Bellarmine University and RehabCare, a division of Kindred Healthcare and the largest employer of rehabilitation providers in the nation, have partnered to create a post-graduate clinical residency program for physical therapists to develop advanced skills in the assessment, treatment, wellness and preventative care of the older adult. Through this partnership, the RehabCare Chair in Adult Rehabilitation Studies has been established in the Doctor of Physical Therapy Program at Bellarmine. The program is conducting a national search to identify and recruit the RehabCare Chair, who will have collaborative responsibilities in developing the residency at RehabCare facilities, teaching students and conducting research.
There are only 13 accredited geriatric physical therapy residency programs in the United States, with two more in development, according to the American Board of Physical Therapy Residency and Fellowship Education. These post-graduate residencies provide advanced practice, educational and leadership opportunities to physical therapists interested in care of the older adult, and can provide a pathway for American Board of Physical Therapy Specialties (ABPTS) certification as a Geriatric Certified Specialist (GCS). At this time, there are fewer than 1,800 board certified specialists working in the care of the older adult nationally, and only 15 specialists in Kentucky and 24 in Indiana.
Post graduate residencies and clinical board certifications are a relatively new process in developing and recognizing advanced physical therapy practice. The first clinical specialist certification board was offered in 1985 in Cardiopulmonary Physical Therapy. Since then, clinical specialty boards have been developed in seven other areas – Clinical Electrophysiology, Geriatrics, Neurology, Orthopedics, Pediatrics, Sports and Women’s Health Physical Therapy. According to the ABPTS, there are 16,138 physical therapists that are board certified in one or more of the eight practice areas. There are approximately 200,000 practicing physical therapists in the United States. There are residency programs associated with each of these practice specialties – currently there are 174 accredited residency programs across all practice areas. Residency programs are generally about a year in length, and offer focused clinical practice, mentoring, education, research and leadership training, and allow the graduate to take the board certification exam. Bellarmine University currently partners with Norton HealthCare in the delivery of a neurologic physical therapy residency program.

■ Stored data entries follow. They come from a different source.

PR #43, opened 2016-12-29
Feature/start exam - Restarting or resuming an existing exam

burzum619:
This PR includes code surrounding the resuming and restarting of an exam in "/startExam". This code also includes a bit of repository code for interacting with the new exam_page, exam_item, and exam_item_response tables which are closely related and will be utilized more when /getPageContent and /updateResponses is re-implemented.

The main entrypoint of the code is in ExamServiceImpl.startExam() - in the conditonal at line **398**. This corresponds to TestOpportunityServiceImpl line **168**.

Some notes:
- "gracePeriodRestarts" has been renamed to "resumptions" 
- "restarts" has been renamed to "restartsAndResumptions"
- Neither of the above should be confused with "attempts" ("opportunities" in legacy), a restart/resume of the same attempt number.


service/src/main/java/tds/exam/services/impl/ExamItemServiceImpl.java
```diff
@@ -0,0 +1,55 @@
...
+import tds.exam.repositories.ExamPageQueryRepository;
+import tds.exam.repositories.ExamResponseCommandRepository;
+import tds.exam.repositories.ExamResponseQueryRepository;
+import tds.exam.services.ExamItemService;
+
+/**
+ * A service for handling interactions with exam items, pages, and responses.
+ */
+@Service
+public class ExamItemServiceImpl implements ExamItemService {
```
burzum619: This service is called "ExamItemService" although it interacts with exam pages, items, and responses (which are all closely coupled), and not just items specifically. I'm open to a better name, but do feel it makes sense to couple these repositories, at least at the service level.

jtreuting:
I am proud that resumptions ended up being a word.

service/src/test/java/tds/exam/builder/ExamBuilder.java
```diff
@@ -229,4 +234,21 @@ public ExamBuilder withLanguage(String language) {
         this.language = language;
         return this;
     }
+
```
millerts: extra line break

service/src/test/java/tds/exam/builder/ExamBuilder.java
```diff
@@ -229,4 +234,21 @@ public ExamBuilder withLanguage(String language) {
...
+    public ExamBuilder withRestartsAndResumptions(int restartsAndResumptions) {
+        this.restartsAndResumptions = restartsAndResumptions;
+        return this;
+    }
+
+    public ExamBuilder withMaxItems(int maxItems) {
+        this.maxItems = maxItems;
+        return this;
+    }
+
```
millerts: extra line break

service/src/test/java/tds/exam/repositories/impl/ExamPageRepositoryIntegrationTests.java
```diff
@@ -0,0 +1,68 @@
...
+            .withExamId(exam.getId())
+            .withPagePosition(1)
+            .withItemGroupKey("GroupKey1")
+            .build();
+        ExamPage examPage2 = new ExamPage.Builder()
+            .withExamId(exam.getId())
+            .withPagePosition(2)
+            .withItemGroupKey("GroupKey2")
+            .build();
+
```
millerts: Can we add an `assertThat(examPageQueryRepository.findAll(exam.getId()))).isEmpty` before you insert?

service/src/test/java/tds/exam/repositories/impl/ExamQueryRepositoryImplIntegrationTests.java
```diff
@@ -150,6 +151,91 @@ public void shouldReturnEmptyListOfAbilities() {
...
+        assertThat(maybeLastTimeStudentResponded.get()).isEqualTo(datePageCreated);
+    }
+
+    private void insertTestDataForResponses(Instant datePageCreated, Instant dateLastResponseSubmitted, Instant dateEarlierResponseSubmitted, Exam exam) {
+        MapSqlParameterSource testParams = new MapSqlParameterSource("examId", UuidAdapter.getBytesFromUUID(exam.getId()))
+            .addValue("datePageCreated", new Timestamp(datePageCreated.getMillis()))
+            .addValue("dateLastResponseSubmitted", new Timestamp(dateLastResponseSubmitted.getMillis()))
+            .addValue("dateEarlierResponseSubmitted", new Timestamp(dateEarlierResponseSubmitted.getMillis()));
+
+        final String insertPageSQL =
```
millerts: Instead of running straight SQL what if we used the repositories?  My thinking is that would make future refactors or table migrations easier to manage.

millerts: If you agree I think we should follow that pattern throughout.

service/src/test/java/tds/exam/services/impl/ExamItemServiceImplTest.java
```diff
@@ -0,0 +1,93 @@
...
+        ExamPage examPage2 = new ExamPage.Builder()
+            .withId(79)
+            .build();
+        List<ExamPage> examPages = new ArrayList<>();
+        examPages.add(examPage1);
+        examPages.add(examPage2);
+
+        when(mockExamPageQueryRepository.findAll(examId)).thenReturn(examPages);
+        List<ExamPage> retExamPages = examItemService.findAllPages(examId);
+        assertThat(retExamPages).hasSize(2);
```
millerts: Can we change this to `containsExactly(examPage1, examPage2)`?  That won't only check size but ensure the list contains exactly what we expect.

millerts: If it is possible we should always do that instead of just checking for size.

service/src/main/java/tds/exam/repositories/impl/ExamPageQueryRepositoryImpl.java
```diff
@@ -0,0 +1,74 @@
...
+                "   FROM \n" +
+                "       exam_page_event \n" +
+                "   GROUP BY exam_page_id \n" +
+                ") last_event \n" +
+                "   ON P.id = last_event.exam_page_id \n" +
+                "JOIN exam_page_event PE \n" +
+                "   ON last_event.id = PE.id \n" +
+                "WHERE \n" +
+                "   P.exam_id = :examId AND\n" +
+                "   PE.deleted_at IS NULL";
```
millerts: I think we should order this by page_position

service/src/main/resources/db/migration/V1483051338__exam_create_item_response_page_tables.sql
```diff
@@ -0,0 +1,65 @@
...
+***********************************************************************************************************************/
+
+USE exam;
+
+
+DROP TABLE IF EXISTS exam_page;
+
+CREATE TABLE exam_page (
+  id BIGINT NOT NULL AUTO_INCREMENT,
+  page_position INT(11) NOT NULL,
```
millerts: I think we should just call this `position`.  It being in exam_page implies that it is the position of the page.  I don't feel strongly about this suggestion.  It would just be consistent with `position` that we use in item.

service/src/test/java/tds/exam/builder/ExamBuilder.java
```diff
@@ -78,6 +80,9 @@ public Exam build() {
             .withWaitingForSegmentApproval(waitingForSegmentApproval)
             .withCurrentSegmentPosition(currentSegmentPosition)
             .withCustomAccommodation(customAccommodations)
+            .withResumptions(resumptions)
+            .withRestartsAndResumptions(restartsAndResumptions)
+
```
millerts: extra line break

client/src/main/java/tds/exam/ExamConfiguration.java
```diff
@@ -28,7 +28,7 @@ private ExamConfiguration(Builder builder) {
         this.examRestartWindowMinutes = builder.examRestartWindowMinutes;
         this.requestInterfaceTimeoutMinutes = builder.requestInterfaceTimeoutMinutes;
         this.prefetch = builder.prefetch;
-        this.attempt = builder.attempt;
+        this.restartsAndResumptions = builder.restartsAndResumptions;
```
burzum619: Yep, I believe you're right.

service/src/main/java/tds/exam/models/ExamPage.java
```diff
@@ -0,0 +1,131 @@
+package tds.exam.models;
+
+import org.joda.time.Instant;
+
+import java.util.UUID;
+
+/**
+ * Represents the page of an exam
+ */
+public class ExamPage {
```
burzum619: I think if we wanted to take that kind of approach, an ExamPage could have a collection of ExamItems and each of those ExamItems would have an Optional<ExamResponse>

service/src/main/java/tds/exam/models/ExamResponse.java
```diff
@@ -0,0 +1,81 @@
+package tds.exam.models;
+
+import org.joda.time.Instant;
+
+/**
+ * Represents a response to an {@link tds.exam.models.ExamItem} of an {@link tds.exam.Exam}.
+ */
+public class ExamResponse {
```
burzum619: I'd prefer ExamItemResponse since the class models a row in the exam_item_response table anyway.

service/src/main/java/tds/exam/models/ExamPage.java
millerts: I guess it depends on how things are used.  I don't see much value in querying an response without querying the item.  I don't think we need to do that for everything, but I think we can do it when appropriate.

I made this comment before I saw how everything is used in your flow.

service/src/test/java/tds/exam/repositories/impl/ExamQueryRepositoryImplIntegrationTests.java
burzum619: I think we should discuss this in the parking lot tomorrow. I considered this, but the problem with that is that we're letting the database generate the autoincremented ids and we'd need to add "find" methods to retrieve the newly inserted test records. The alternative is to have our Inserts and "updates" return the object that was inserted/updated with the generated id set by the repository. 

I'm actually okay with either solution, and I'm fine with adding a few simple "getter" methods even if they aren't being used by the code I'm currently working on. It might be useful in the near future, but I know we're also making an effort to shy away from test-specific production code.

service/src/main/java/tds/exam/repositories/impl/ExamQueryRepositoryImpl.java
```diff
@@ -152,6 +154,70 @@ public ExamQueryRepositoryImpl(@Qualifier("queryJdbcTemplate") NamedParameterJdb
...
+
+        Optional<Instant> maybeLastPausedTime;
+        try {
+            Timestamp lastPausedTime = jdbcTemplate.queryForObject(SQL, parameters, Timestamp.class);
+            maybeLastPausedTime = Optional.of(new Instant(lastPausedTime.getTime()));
+        } catch (EmptyResultDataAccessException e) {
+            maybeLastPausedTime = Optional.empty();
+        }
+
+        return maybeLastPausedTime;
```
jtreuting: This isn't really the last paused time is it?  Seems like it could be the last paused or the last response.  I'd suggest changing the name to `maybeLastStudentActivity`

service/src/main/java/tds/exam/repositories/impl/ExamQueryRepositoryImpl.java
```diff
@@ -152,6 +154,70 @@ public ExamQueryRepositoryImpl(@Qualifier("queryJdbcTemplate") NamedParameterJdb
     }
 
     @Override
+    public Optional<Instant> getLastStudentActivityInstant(final UUID id) {
+        final SqlParameterSource parameters = new MapSqlParameterSource("examId", UuidAdapter.getBytesFromUUID(id));
+
+        final String SQL =
```
jtreuting: I think it might be useful to have a quick comment that mentioned what each of the 3 queries in the UNION is checking for.

service/src/main/java/tds/exam/repositories/impl/ExamResponseQueryRepositoryImpl.java
```diff
@@ -0,0 +1,51 @@
...
+                "   exam_item I\n" +
+                "JOIN \n" +
+                "   exam_item_response IR \n" +
+                "ON \n" +
+                "   IR.exam_item_id = I.id\n" +
+                "JOIN \n" +
+                "   exam_page P \n" +
+                "ON \n" +
+                "   P.id = I.exam_page_id\n" +
+                "JOIN\n" +
```
jtreuting: space before the \n makes it easier to read (where is the icon for picking gnits?)

service/src/main/java/tds/exam/services/ExamItemService.java
```diff
@@ -0,0 +1,44 @@
...
+
+import java.util.List;
+import java.util.Optional;
+import java.util.UUID;
+
+import tds.exam.models.ExamPage;
+import tds.exam.models.ExamResponse;
+
+/**
+ * Created by emunoz on 12/28/16.
```
jtreuting: Change to description

service/src/main/java/tds/exam/services/ExamItemService.java
```diff
@@ -0,0 +1,44 @@
...
+     * @param examPage
+     */
+    void insertPages(List<ExamPage> examPage);
+
+    /**
+     * Marks all {@link tds.exam.models.ExamPage}s as "deleted" for the exam.
+     *
+     * @param examId the id of the {@link tds.exam.Exam}
+     */
+    void deletePages(UUID examId);
```
jtreuting: maybe this should be `deleteAllPages(UUID examId)`, just to be very clear of the intent and to be consistent with `findAllPages`?

service/src/main/java/tds/exam/services/impl/ExamItemServiceImpl.java
```diff
@@ -0,0 +1,55 @@
...
+    private final ExamPageCommandRepository examPageCommandRepository;
+    private final ExamPageQueryRepository examPageQueryRepository;
+    private final ExamResponseQueryRepository examResponseQueryRepository;
+
+    @Autowired
+    public ExamItemServiceImpl(ExamPageQueryRepository examPageQueryRepository,
+                               ExamPageCommandRepository examPageCommandRepository,
+                               ExamResponseQueryRepository examResponseQueryRepository,
+                               ExamResponseCommandRepository examResponseCommandRepository)
```
jtreuting: `examResponseCommandRepository` doesn't appear to be used here

service/src/main/java/tds/exam/repositories/impl/ExamPageCommandRepositoryImpl.java
```diff
@@ -0,0 +1,85 @@
...
+            KeyHolder keyHolder = new GeneratedKeyHolder();
+            jdbcTemplate.update(examPageSQL, parameterSources, keyHolder);
+            examPage.setId(keyHolder.getKey().longValue());
+
+            update(examPage);
+        });
+    }
+
+    @Override
+    public void delete(final UUID examId) {
```
jtreuting: Seems like maybe this should be `deleteAllPages` or something like that.  I tend to view `delete(UUID)` as deleting the item itself that the UUID represents.

service/src/main/java/tds/exam/services/impl/ExamServiceImpl.java
```diff
@@ -383,15 +389,53 @@ public void pauseAllExamsInSession(UUID sessionId) {
...
         if (exam.getDateStarted() == null) { // Start a new exam
             // Initialize the segments in the exam and get the testlength.
             Exam initializedExam = initializeExam(exam, assessment);
             /* StudentDLL [5367] and TestOppServiceImpl [167] */
             examConfig = initializeDefaultExamConfiguration(initializedExam, assessment, timeLimitConfiguration);
-        } else { //Restart the most recent exam
-            //TODO: Start existing opportunity [TDS-350]
+        } else { // Restart or resume the most recent exam
+            int resumptions = exam.getResumptions();
+            int restartsAndResumptions = exam.getRestartAndResumptions() + 1; // Increment the restartAndResumption count
```
jtreuting: @millerts Can you use the `+=` when declaring the variable?  And if you can, wouldn't `int restartsAndResumptions += exam.getRestartAndResumptions();` equal `int restartsAndResumptions = exam.getRestartAndResumptions();`?

service/src/main/java/tds/exam/services/impl/ExamServiceImpl.java
```diff
@@ -383,15 +389,53 @@ public void pauseAllExamsInSession(UUID sessionId) {
...
+            /* TestOpportunityServiceImpl [199] / StudentDlLL [5424]
+             * Session type is always 1 (online) in TDS, so skip first conditional on [200]
+             * No need to update restart count on line [203] because restart count can be derived from event table, so skip [202-203] */
+
+            if (isResumeable) { // Resume exam
+                /* TestOpportunityServiceImpl [215] - Only need to get latest position when resuming, else its 1 */
+                startPosition = examItemService.getExamPosition(exam.getId());
+                /* This increment is done in TestOpportunityServiceImpl [179] */
+                resumptions++;
+            } else if (!isResumeable && assessment.getDeleteUnansweredItems()) { // Restart exam
```
jtreuting: Session type is always 1 right?  If that is the case then I don't think the current application logic would ever get to the part for deleting unanswered items.  The first condition should always be met and since the next 2 are `else if`s and not just `if`s, they should never get hit.

```
                // Conditions starting on StudentDLL.T_StartTestOpportunity_SP @ line 5424
                if (LegacyComparer.isEqual(testSession.getSessionType(), 1)) {
                    testeeResponseDao.updateRestartCount(opportunityInstance.getKey(), restartCount, false);
                } else if (isTimeDiffLessThanDelay) {
                    testeeResponseDao.updateRestartCount(opportunityInstance.getKey(), restartCount, true);
                } else if (LegacyComparer.isEqual(clientTestProperty.getDeleteUnansweredItems(), true)) {
                    removeUnanswered(testOpportunity);
                }
```

If I'm wrong then the `!isResumable` part of your `else if` is not needed since it will only get there if it is not resumable.

jtreuting: maybe `shouldDeleteUnansweredItems()`

service/src/test/java/tds/exam/repositories/impl/ExamQueryRepositoryImplIntegrationTests.java
millerts: I figure we will need some way to query this data.  I'm not sure if it needs to be one to one but I believe we will need to fetch pages, items in the pages, and responses.

I don't think we need to do that right now, but when we do add the fetching logic (getPageContent & updateResponses) we should revisit these tests and remove the inserts.

service/src/main/java/tds/exam/services/impl/ExamServiceImpl.java
millerts: What if we just get rid of session type all together?  I think it would clarify things quite a bit.  If we need to keep it maybe we can have an `isOnline()` is whatever other type is supported?

service/src/main/java/tds/exam/services/impl/ExamServiceImpl.java
millerts: You cannot.  Not sure what I was thinking with my comment.  Please ignore.

service/src/main/java/tds/exam/services/impl/ExamServiceImpl.java
millerts: Another note, the `!isResumeable` can be removed because if it is true it'll never reach this if/esle block due to line 416.

millerts: I also agree with @jtreuting concerning never deleting items.

service/src/main/java/tds/exam/services/impl/ExamServiceImpl.java
```diff
@@ -383,15 +389,53 @@ public void pauseAllExamsInSession(UUID sessionId) {
...
+                .fromExam(exam)
+                .withStatus(new ExamStatusCode(ExamStatusCode.STATUS_STARTED, ExamStatusStage.IN_PROGRESS), now)
+                .withDateChanged(now)
+                .withResumptions(resumptions)
+                .withRestartsAndResumptions(restartsAndResumptions)
+                .withDateStarted(now)
+                .build();
+
+            examCommandRepository.update(restartedExam);
+            /* Skip restart increment on [209] because we are already incrementing earlier in this method */
```
millerts: I don't think this line is correct.  Line 209 in `TestOpportunityServiceImpl` is `removeUnanswered(testOpportunity);`.  No incrementing.  I think you mean line 213.

service/src/main/java/tds/exam/services/impl/ExamServiceImpl.java
```diff
@@ -383,15 +389,53 @@ public void pauseAllExamsInSession(UUID sessionId) {
...
+            /* [212] No need to call updateUnifnishedResponsePages since we no longer need to keep count of "opportunityrestart" */
```
millerts: Isn't this line 215?

service/src/main/java/tds/exam/services/impl/ExamServiceImpl.java
```diff
@@ -430,13 +474,30 @@ private static ExamConfiguration initializeDefaultExamConfiguration(Exam exam, A
             .withPrefetch(assessment.getPrefetch())
             .withValidateCompleteness(assessment.isValidateCompleteness())
             .withRequestInterfaceTimeout(timeLimitConfiguration.getRequestInterfaceTimeoutMinutes())
-            .withAttempt(0)
+            .withRestartsAndResumptions(0)
             .withStartPosition(1)
```
millerts: Is `startPosition` the same as `resumeItemPosition` in the legacy code?  If so, why is it always 1?  There is a call to a DB function to get the `resumeItemPosition` for restarts.  It may be easier to explain in our in person overview, but I'd like it called out in a comment somewhere if we don't need to replicate that functionality.

service/src/main/java/tds/exam/services/impl/ExamServiceImpl.java
jtreuting: Yeah the line numbers felt off to me as well, just in general.

service/src/main/java/tds/exam/repositories/impl/ExamPageCommandRepositoryImpl.java
jeffjohnson9046: I could get behind `deleteAll` as a name; I think because this method is a member of `ExamPageCommandRepository` the page part is implied.  But I agree - there should be some indication that many records could be affected.

service/src/main/java/tds/exam/models/ExamItem.java
```diff
@@ -0,0 +1,120 @@
...
+
+        public ExamItem build() {
+            return new ExamItem(this);
+        }
+    }
+
+    /**
+     * @return The id of the exam item
+     */
+    public long getId() {
```
millerts: I think we should leverage [@JacksonIgnore](http://fasterxml.github.io/jackson-annotations/javadoc/2.5/com/fasterxml/jackson/annotation/JsonIgnore.html) for these ID's we don't want to expose to the clients.  I should've done the same thing in the exam accommodations.

service/src/main/java/tds/exam/services/ExamItemService.java
burzum619: Woops! nice catch

service/src/main/java/tds/exam/services/impl/ExamServiceImpl.java
burzum619: This block of code is only hit when the exam is initialized for the first time (neither a resume nor restart), so the startPosition is always 1 - no reason to hit the database. Same with Restarts and attempts. I can add  comments to make this a bit more clear.

service/src/main/java/tds/exam/services/impl/ExamServiceImpl.java
burzum619: Nope. [212] is where updateUnfinishedResponsePages() is being called (at least in the code I'm looking at). That's the portion I skipped.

Bellarmine University has offered a program of study in physical therapy since 2001, and was the first doctoral program on campus. Originally a department that admitted 20 students and had five faculty, the program has grown to admitting a class of 72 students annually for the three-year academic program. Following the completion of six semesters of coursework on campus, and nearly a year of intensive clinical training, students graduate from the program with the Doctor of Physical Therapy degree and are eligible to sit for required state licensure examinations. The department now has 13 full-time faculty and nearly 40 part-time and adjunct faculty. The faculty hold board certification in seven of the eight clinical specialty areas, including two faculty who hold GCS certification.
Strong Local Need
There is increasing attention on the relatively poor health status of Louisville’s adult population, including a high percentage of residents who are obese or overweight, smoke or do not exercise, all of which can contribute to chronic disease states, especially in underserved and vulnerable populations. The practice of physical therapy is becoming increasingly focused on the management of chronic problems such as diabetes and heart disease, fall prevention, and disorders of the musculoskeletal and neuromuscular systems. Bellarmine physical therapy students, working closely with faculty, provide services to the extended Louisville community through education programs on wellness, exercise, fall prevention and other movement focused activities. Through this residency program and partnership with RehabCare, Bellarmine students will have an even stronger presence in the community through evidence-based prevention and outreach activities.
The clinical residency program supports Bellarmine University’s mission through the development the intellectual, moral, ethical and professional competencies for successful living, work, leadership and service to others, and provides collaborative opportunities with RehabCare to promote and build on patient care excellence and professional leadership for which the company is known. With the growing aging population, the demand for professionals with advanced practice skills, knowledge and understanding of older adult needs will continue to increase. The development of the post-graduate clinical residency program is an innovative approach to prepare both practicing professionals and students for meeting the needs of the older adult.
Mark Wiegand, PhD, is professor of Physical Therapy and dean of the Lansing School of Nursing and Health Sciences at Bellarmine University in Louisville, Ky.